La falta de vivienda también es bastante poco común. Para aquellos pacientes que habían perdido lazos con sus familias y no tenían un lugar donde quedarse, casi siempre había alguien en la comunidad que los acogía.

La fuerza de la familia y la comunidad en Kiambu es claramente un gran apoyo para las personas que enfrentan sus problemas de adicción. Eso no quiere decir que las personas que consumen drogas en Kiambu no se enfrenten a una gran cantidad de estigma, desafortunadamente, lo hacen, pero tal vez un sentido de deber hacia la familia y la comunidad a veces puede tener prioridad.

 

2. Determinación inquebrantable

La otra cosa que me llamó la atención sobre algunos de los clientes de Kiambu fue su absoluta determinación de superar su adicción.

Muchos clientes tuvieron que viajar durante varias horas todos los días para venir a la clínica a recibir su tratamiento. En Londres, tenemos el lujo de que las farmacias locales proporcionen a las personas su tratamiento diario. Sin embargo, Kiambu es la única clínica grande de este tipo en todo el condado. Pueden ser necesarios varios autobuses y varios cientos de chelines kenianos para viajar desde el otro lado del condado hasta la clínica.

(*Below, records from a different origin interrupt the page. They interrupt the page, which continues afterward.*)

PR #686, opened 2026-02-18
feat. Add a SSOCredentialProvider

sebsto:
Add support for AWS IAM Identity Center (SSO) credentials. This lets soto-based apps authenticate using `aws sso login` cached tokens, the same way the AWS CLI does.         
                                                                                                                                                                   
Supports both the modern `sso-session` config format (with automatic token refresh via SSO-OIDC) and the legacy format (direct SSO fields in the profile).

The provider is added to the default credential chain, after `configFile()` and before `login()`.

To test this, you need to:
1. setup AWS IAM Identity Center in your AWS account (https://docs.aws.amazon.com/singlesignon/latest/userguide/getting-started.html)
2. configure the AWS CLI to authenticate with `aws sso login` (https://docs.aws.amazon.com/cli/latest/userguide/cli-configure-sso.html) 

This implements https://github.com/soto-project/soto-core/issues/681

disclaimer : the swift docc comments and the majority of the tests have been generated automatically.

PR #690, opened 2026-05-19
Follow source_profile in the AWS config, and improve the handling of role_arn + SSO configurations

nicksloan:
This pull request improves support for AWS configuration files with the following changes:

- loadSharedCredentials now tolerates each file independently. Throws .noProvider only when both are unavailable; converts a downstream .missingProfile back to .noProvider if the credentials file was the missing one (preserving chain-fallthrough).
- parseSharedCredentials signature: Skips the parseCredentials call when credentialsINIParser is nil. Catches .missingProfile and proceeds when the config file supplies a role_arn; the static-credentials final path now explicitly requires a non-nil credentials.
- Assume-role branch detects SSO source profiles (looking up the source's section in the config parser) and routes to .sso(profileName: sourceProfile) instead of demanding static keys.
- New isSSOProfile(in:profile:) helper detects both modern sso_session and legacy sso_start_url formats.

This PR was produced with the assistance of Claude Code (Opus 4.7), but I have reviewed the entirety personally, and made changes where the LLM made bad decisions. I have tested this against a real project using Soto, and have run the test suite.

### DIFF
--- a/Sources/SotoCore/Credential/ConfigFileLoader.swift
+++ b/Sources/SotoCore/Credential/ConfigFileLoader.swift
@@ -176,7 +176,7 @@ enum ConfigFileLoader {
     ///   - fileIO: non-blocking file IO
     /// - Returns: INIParser
     static func loadINIFile(path: String, fileIO: NonBlockingFileIO) async throws -> INIParser {
-        let buffer: ByteBuffer 
+        let buffer: ByteBuffer
         do {
             buffer = try await loadFile(path: path, fileIO: fileIO)
         } catch let error as IOError where error.errnoCode == ENOENT {
--- a/Sources/SotoCore/Credential/ConfigFileLoader.swift
+++ b/Sources/SotoCore/Credential/ConfigFileLoader.swift
@@ -88,6 +88,7 @@ enum ConfigFileLoader {
     /// - missingSecretAccessKey: If the secret access key was not found
     public struct ConfigFileError: Error, Equatable {
         enum Internal: Equatable {
+            case fileDoesNotExist
             case invalidINIFile
             case missingProfile
             case missingAccessKeyId
@@ -95,6 +96,8 @@ enum ConfigFileLoader {
         }
         let value: Internal
 
+        /// Credentials or profile ini file does not exist
+        public static var fileDoesNotExist: Self { .init(value: .fileDoesNotExist) }
         /// Credentials or profile ini file failed to load
         public static var invalidINIFile: Self { .init(value: .invalidINIFile) }
         /// Cannot find profile in ini file
@@ -126,13 +129,13 @@ enum ConfigFileLoader {
         let credentialsINIParser: INIParser?
         do {
             credentialsINIParser = try await self.loadINIFile(path: credentialsFilePath, fileIO: fileIO)
-        } catch let error as IOError where error.errnoCode == ENOENT {
+        } catch let error as ConfigFileError where error == ConfigFileError.fileDoesNotExist {
             credentialsINIParser = nil
         }
         let configINIParser: INIParser?
         do {
             configINIParser = try await self.loadINIFile(path: configFilePath, fileIO: fileIO)
-        } catch let error as IOError where error.errnoCode == ENOENT {
+        } catch let error as ConfigFileError where error == ConfigFileError.fileDoesNotExist {
             configINIParser = nil
         }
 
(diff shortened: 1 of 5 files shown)


adam-fowler:
@sebsto any thoughts?

sebsto:
Thanks for the PR @nicksloan. I reviewed this against the AWS CLI v2 documentation and the current codebase (including my recent SSO commit in #686).

The `role_arn` + `source_profile` → SSO profile pattern is the standard multi-account layout produced by `aws configure sso`. For example:

```ini
[profile dev]
role_arn = arn:aws:iam::222222222222:role/Developer
source_profile = sso-base

[profile sso-base]
sso_session = my-org
sso_account_id = 111111111111
sso_role_name = SSOAccess

[sso-session my-org]
sso_start_url = https://my-org.awsapps.com/start
sso_region = us-east-1
```

The AWS CLI v2 resolves `source_profile` recursively through whatever credential mechanism the source uses (static, SSO, process, etc.). My #686 commit added SSO as a standalone provider in the chain but didn't handle SSO as the *source* for an assume-role chain. This PR fills that gap.

Ref: https://docs.aws.amazon.com/cli/latest/userguide/cli-configure-role.html

**Concerns I'd like addressed:**

1. **Silent swallowing of credentials file errors** — Previously, any failure to load `~/.aws/credentials` threw `.noProvider`. Now *all* errors (including permission denied, corrupt file, etc.) are silently ignored. I'd prefer distinguishing "file not found" (tolerable, proceed with config-only) from "file exists but unreadable" (should still error). This avoids masking real misconfigurations.

2. **Partial SSO profile detection** — `isSSOProfile` checks for `sso_session` or `sso_start_url` but doesn't validate the profile is *complete* (has `sso_account_id`, `sso_role_name`). A partial config will be routed to `SSOCredentialProvider` which will fail with a less obvious error downstream. A validation or clearer error message would help.

3. **Test coverage** — Codecov flags 4 uncovered lines. Specifically, the path where the credentials file exists but the profile is missing from it AND the config supplies a `role_arn` (the `catch .missingProfile` branch) isn't tested.

Overall this is a solid contribution that addresses a common real-world configuration. Happy to discuss the error-handling concern further.

nicksloan:
@sebsto Thanks for the feedback. The test coverage was handled by my latest commit as shown in the latest Codecov run.

Your first point seems like a great improvement to me. I'll work on that.

On the second point, the behavior now is that we raise the following error:

```
2026-05-21T12:18:21-0400 error MyProject: aws-error-message=ssoConfigMissing: Profile 'nicksloan-admin' does not have SSO configuration. Configure with 'aws configure sso'. aws-operation=AssumeRole aws-request-id=1 aws-service=sts [SotoCore] AWSClient error
```

This is slightly more informative than the AWS CLI (2.34.24) error in the same situation, because it references the attempt at SSO:

```
aws: [ERROR]: An error occurred (Configuration): Unable to retrieve credentials: The source profile "nicksloan-admin" must have credentials.
```

The profile specified by AWS_PROFILE was `nicksloan-test`. It might be confusing in this instance because the error is pointing to a profile that is not the profile the user specified, but it is correctly pointing at the profile with the problem to be corrected.

sebsto:
Thank you Nick.

> Your first point seems like a great improvement to me. I'll work on that.

OK

> On the second point, the behavior now is that we raise the following error:

If it is simple to report the profile that was specified and the one where the error is, it would be a great DX. But it's a minor point. The existing error message is good for me.

nicksloan:
@sebsto I think the latest on this PR should address the first concern you raised, and the second commit attaches the origin profile to error messages that come from a credential chain.

Thanks for your feedback so far, and let me know if you have any further concerns.

sebsto:
Thank you Nick. Just one small question: should the two new struct be public ? Unless I missed something they are exposed to clients, aren’t they ?

nicksloan:
Good catch on the internal error. I've made that public. I'm not sure ProfileScopedCredentialProvider needs to be. It is initialized by ConfigFileCredentialProvider, and I'm not sure how valuable it is to use directly, but I'd be happy to make it public if you disagree.

sebsto (approved):
LGTM. Thank you

Sources/SotoCore/Credential/ConfigFileLoader.swift
```diff
@@ -120,28 +120,39 @@ enum ConfigFileLoader {
...
-            // Load credentials file
-            credentialsINIParser = try await self.loadINIFile(
-                path: credentialsFilePath,
-                fileIO: fileIO
-            )
-        } catch {
-            // Throw `.noProvider` error if credential file cannot be loaded
-            throw CredentialProviderError.noProvider
+            credentialsINIParser = try await self.loadINIFile(path: credentialsFilePath, fileIO: fileIO)
+        } catch let error as IOError where error.errnoCode == ENOENT {
```
adam-fowler: Can we catch this inside `loadINIFile`, and throw a (new) `ConfigFileError.fileDoesNotExist`

adam-fowler (commented):
I'm pretty happy with this, one minor thing and it can go in

adam-fowler (approved):

adam-fowler:
Looks like there is swift-format issue

nicksloan:
Trailing white space? Woof. That's fixed now.

Sources/SotoCore/Credential/ConfigFileLoader.swift
```diff
@@ -176,7 +176,7 @@ enum ConfigFileLoader {
     ///   - fileIO: non-blocking file IO
     /// - Returns: INIParser
     static func loadINIFile(path: String, fileIO: NonBlockingFileIO) async throws -> INIParser {
-        let buffer: ByteBuffer 
+        let buffer: ByteBuffer
```
adam-fowler, line 179: The important shit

La cantidad de pacientes que toman medicación psiquiátrica en la clínica es inusualmente baja, y siento que Gladys y el equipo de consejeros de adicciones tienen mucho mérito por ello.

A veces era un desafío discutir con los clientes cómo evitarían las consecuencias de una recaída; decían "es simplemente imposible para mí volver a consumir heroína". Al principio, pensé que esto sonaba poco realista, y para algunos probablemente lo era, pero para otros, parecía haber una determinación inquebrantable y profundamente arraigada de no volver a consumir drogas nunca más.

 

3. La ‘ventanilla única’

El servicio brindado a los clientes en Kiambu es realmente de alta calidad e incluso más completo que en mi clínica en Londres.

La idea es que sea una ‘ventanilla única’, lo que significa que todas las necesidades de atención médica se satisfacen bajo un mismo techo.

Esto incluye el tratamiento del VIH, la hepatitis, la tuberculosis (TB), la desnutrición y cualquier otro problema de salud física (a nivel de atención primaria de la salud), así como la salud mental y el apoyo psicosocial. Contamos con un equipo completo de trabajadores y trabajadoras sociales, consejeros en adicciones y un oficial clínico especializado en psiquiatría. Hay sesiones de asesoramiento individual, sesiones grupales y revisiones periódicas de salud mental.

 

Parte derecha del mural de la clínica de superación de la adicción a la heroína

4. Con mucha experiencia

El equipo de promoción de la salud está compuesto en gran parte por algunos educadores y educadoras muy dedicados y ofrece sesiones educativas regulares sobre una variedad de temas de atención médica relevantes para nuestros pacientes. Estos educadores tienen su propia experiencia personal de adicción a la heroína y son los que dan la bienvenida a los pacientes a la clínica, los ayudan a navegar por el sistema y les ofrecen apoyo y aliento.

El papel de los usuarios del servicio en el funcionamiento de la clínica en Londres no fue ni de lejos tan prominente, y creo que podemos aprender mucho de este modelo.

 

Impresionada y honrada

Como psiquiatra, pasaba gran parte del tiempo en la sala de salud mental de la clínica, apoyando a mi colega keniana, Gladys, la psiquiatra oficial de la clínica.

Además de brindar atención médica primaria y ajustar las dosis de metadona, revisa la salud mental de cada cliente cada tres meses y brinda tratamiento psiquiátrico y seguimiento para los clientes con enfermedades mentales coexistentes.

Como psiquiatra, el papel de Gladys se centra en la medicación, pero siempre les da a los pacientes tiempo para hablar, escuchar sus inquietudes y apoyarles. Tiene un verdadero talento para conectar con estos clientes, que viven vidas muy diferentes, pero la buscan, diciendo que se sienten comprendidos por ella. La cantidad de pacientes que reciben medicación psiquiátrica en la clínica es inusualmente baja, y siento que Gladys y el equipo de consejeros de adicciones merecen mucho crédito por esto.

Dejé mi asignación sintiéndome impresionada por este servicio integral y centrado en la persona que el equipo está brindando, así como también con humildad por parte de los clientes y su determinación de cruzar de izquierda a derecha el mural de adicciones.